Malicious LLM Routers Can Steal Crypto: Researchers Flag 26 Dangerous Services

April 13, 20262 min read

University of California researchers found that some third-party LLM routers actively inject malicious code and steal credentials from AI agent sessions. Out of 428 routers tested, 26 were flagged as dangerous. One drained real ETH from the researchers' test wallet. The paper dropped on Thursday.

The problem: developers using AI agents to work with smart contracts or crypto wallets may unknowingly pass private keys and seed phrases through third-party router infrastructure that has never been vetted.

What is an LLM router and why it matters

LLM routers are third-party services that aggregate access to language models from OpenAI, Anthropic, Google, and others. Developers add them as a middle layer to cut API costs or switch between providers. The catch is that routers terminate TLS connections and read every message in plaintext. Any private keys or seed phrases in the session become visible to the service.

What the researchers found

Analysis of 428 LLM routers (UC Berkeley)
Routers tested28 paid + 400 free
Malicious code injection9 routers
Adaptive evasion2 routers
AWS credential access17 routers
ETH drained from wallet1 router (under $50)

Co-author Chaofan Shou posted on X: "26 LLM routers are secretly injecting malicious tool calls and stealing creds." The team funded test wallets with small ETH balances and passed the keys through routers as decoys to measure the real-world risk.

YOLO mode: the agent that runs itself

The researchers flagged another risk. Many AI frameworks ship with a "YOLO mode" - a setting where the agent executes commands without asking the user to confirm each step. A router that behaved cleanly in the past can be silently weaponized after an update, with the service operator none the wiser.

Free routers are the most suspect: they may offer cheap API access as bait while harvesting credentials in the background. "The boundary between credential handling and credential theft is invisible to the client because routers already read secrets in plaintext as part of normal forwarding," the paper states.
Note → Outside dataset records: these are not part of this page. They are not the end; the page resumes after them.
PR #4258, opened 2020-07-22
add toml support for ParamsDependency

dtrifiro:
We've been testing DVC with a few of our projects and for some of those we use a toml config to store parameters.
This PR adds support for parameters file in toml format. Example:

```
dvc run -n train                      \
-d data/input.csv                   \
-o model/model.h5                \
-M model/train_history.csv   \
-p params.toml:model.training \
python train.py
```

Where `params.toml` looks something like this:

> [transformers.numerical_quantile_transformer]
> n_quantiles = 300
> output_distribution = "uniform"
> 
> [model.training]
> epochs = 50
> verbose = 1

### DIFF
--- a/dvc/dependency/param.py
+++ b/dvc/dependency/param.py
@@ -2,6 +2,7 @@ import os
 from collections import defaultdict
 
 import dpath.util
+import toml
 import yaml
 from voluptuous import Any
 
@@ -21,6 +22,8 @@ class ParamsDependency(LocalDependency):
     PARAM_PARAMS = "params"
     PARAM_SCHEMA = {PARAM_PARAMS: Any(dict, list, None)}
     DEFAULT_PARAMS_FILE = "params.yaml"
+    PARAMS_FILE_LOADERS = defaultdict(lambda: yaml.safe_load)
+    PARAMS_FILE_LOADERS.update({".toml": toml.load})
 
     def __init__(self, stage, path, params):
         info = {}
@@ -87,8 +90,10 @@ class ParamsDependency(LocalDependency):
 
         with self.repo.tree.open(self.path_info, "r") as fobj:
             try:
-                config = yaml.safe_load(fobj)
-            except yaml.YAMLError as exc:
+                config = self.PARAMS_FILE_LOADERS[
+                    self.path_info.suffix.lower()
+                ](fobj)
+            except (yaml.YAMLError, toml.TomlDecodeError) as exc:
                 raise BadParamFileError(
                     f"Unable to read parameters from '{self}'"
                 ) from exc
--- a/dvc/repo/params/show.py
+++ b/dvc/repo/params/show.py
@@ -1,5 +1,6 @@
 import logging
 
+import toml
 import yaml
 
 from dvc.dependency.param import ParamsDependency
@@ -34,8 +35,10 @@ def _read_params(repo, configs, rev):
 
         with repo.tree.open(config, "r") as fobj:
             try:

What developers should do now

  • Never let private keys or seed phrases pass through an AI agent session
  • Vet a router's reputation and source code before integration
  • Stick to official API endpoints from verified providers

The long-term fix proposed is cryptographic signing of AI model responses, so an agent can verify that the instructions it executes actually came from the model, not a malicious router in the middle.

Takeaway

The threat is real for anyone building crypto apps with AI agents. If your agent routes through a third-party LLM service and the session context includes keys from crypto wallets or API accounts, the leak risk is not zero. Treat any LLM router as an untrusted intermediary until proven otherwise.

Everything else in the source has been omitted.